The student will study the relationship between the topology and behaviour of networks in the context of adaptation through learning. He/she will focus on random random recurrent network models (e.g., liquid state machines, random population networks) that are augmented with learning. In SORN, unsupervised learning (intrinsic plasticity and STDP) was used to adapt random networks of binary threshold neurons to specific input patterns. Later, this was augmented with reward modulation to achieve supervised learning. Although the authors study activity patterns in the resulting networks, the focus of these works is mainly on the performance of these networks for, e.g., performing tasks.
The student will study how the local topology and local neural adaptation mechanisms in biological networks (e.g., threshold adaptation, intrinsic plasticity) affect the global network behaviour and the efficiency with which the network can be optimised (learn) to perform the desired behaviour. For this purpose, he/she will develop models to quantify and compare the behaviour and information processing in networks with local unsupervised (IP and STDP) and supervised (reward modulation) learning. These will then be used to study the sensitivity of network evolution during learning to parameters of the learning rules. In view of developing future biologically inspired computing algorithms and systems, he/she will also evaluate how such mechanisms can be efficiently implemented in analog or digital hardware.

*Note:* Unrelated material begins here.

Issue #944, opened 2022-02-22
x/lockup: Move messageServer logic for LockTokens into keeper method


ValarDragon:
Most of the logic for the lockup module's validations is in the message server, not the keeper.

However the keeper methods are where it should be, as its API safety that should be guaranteed for everything using the lockup module.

More information: https://www.ugent.be/en/work/vacancies/scientific/phd-student-lo8js
Maass, W. et al. (2002). Neural Comput. 14, 2531–2560.
Lazar, A. et al. (2009). Frontiers in Comput. Neuroscience. DOI: 10.3389/neuro.10.023.2009
Witali, A. et al. (2015). Frontiers in Comput. Neuroscience. DOI: 10.3389/fncom.2015.00036
1. Model-based quantification of the evolution of network behaviour and information processing during learning.
2. Model how learning rules and learning rule parameters affect the resulting network behaviour, information processing and supervised learning efficiency.
3. Evaluation of efficiency with which learning rules can be implemented in hardware.
1. IMBB, FORTH, Panayiota Poirazi, M15-18: learning and adaptation in biological networks.
2. Easics, M25-M27, Ramses Valvekens: hardware implementation for embedded learning.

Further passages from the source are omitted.